Thursday, July 24, 2014

Old Bestsellers: The Haunted Bookshop, by Christopher Morley

 The Haunted Bookshop by Christopher Morley

A review by Rich Horton

The Haunted Bookshop is a 1919 novel by Christopher Morley, apparently a big bestseller at the time. It has retained considerable popularity, at least to the extent that I had heard of it, so when I saw it for a song at a used book sale I bought a copy. And of course buying a copy of The Haunted Bookshop used seems very appropriate: it's about a used book store. The edition I found is a later reprint, from 1955.

Christopher Morley (1890-1957) was a journalist, poet, and novelist, quite well known in his day. He was one of the founders of The Baker Street Irregulars. I noted in my post on John Reed Scott that one of my daughter's college visits was to Scott's alma mater, Gettysburg College; so I should note here that my daughter also visited another Pennsylvania college, Haverford, which is where Morley went to school. (Indeed, he was the valedictorian.) (I liked Haverford a lot, though again it was way too expensive for us to send Melissa there.) (Three parens in a row: I thought to mention as well that one of my favorite novelists, Nicholson Baker, is also a Haverford graduate.) Besides The Haunted Bookshop, which came early in Morley's career, he is probably best known for Kitty Foyle, which came much later (in 1939), and which became a film with Ginger Rogers in the title role. (And with two very well-regarded screenwriters: Dalton Trumbo and The Philadelphia Story's Donald Ogden Stewart, both of whom were later blacklisted.)

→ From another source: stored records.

PR #3770, opened 2020-02-11
fix weave-kube manifests

murali-reddy:
- add missing dnsPolicy: ClusterFirstWithHostNet in weave-daemonset-k8s-1.11.yaml
- update apiVersion from rbac.authorization.k8s.io/v1beta1 to rbac.authorization.k8s.io/v1

`dnsPolicy: ClusterFirstWithHostNet` was added in `weave-daemonset-k8s-1.8.yaml` but missing in `weave-daemonset-k8s-1.11.yaml`

### DIFF
--- a/prog/weave-kube/weave-daemonset-k8s-1.11.yaml
+++ b/prog/weave-kube/weave-daemonset-k8s-1.11.yaml
@@ -8,7 +8,7 @@ items:
       labels:
         name: weave-net
       namespace: kube-system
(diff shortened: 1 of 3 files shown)


bboreham:
I guess it's good to be consistent but do we ever actually do any DNS lookups in the typical Kubernetes config?

murali-reddy:
> but do we ever actually do any DNS lookups in the typical Kubernetes config

No. https://github.com/weaveworks/weave/pull/3692#issuecomment-527511653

It is very much a post World War I novel, a direct reaction to the war. Which in a way is odd because it's also a feather light comedy. It's also the sequel to an earlier novel, Parnassus on Wheels, which apparently concerned Roger Mifflin's traveling bookstore. Indeed, much of this new novel (and I would guess much of the earlier one) appeared in The Bookman, a magazine devoted to bookselling concerns. The Haunted Bookshop is Mifflin's nickname for his non-traveling bookstore in Brooklyn.

Roger Mifflin is a pleasant and rambling middle aged man, devoted to the trade of selling used books. He is very idealistic about this, and about reading in general. Indeed, he's rather a snob about reading, not going in much for popular fiction, unless it happens to be popular fiction he likes. Which would be OK except for the way he disapproves of other people reading stuff he doesn't like.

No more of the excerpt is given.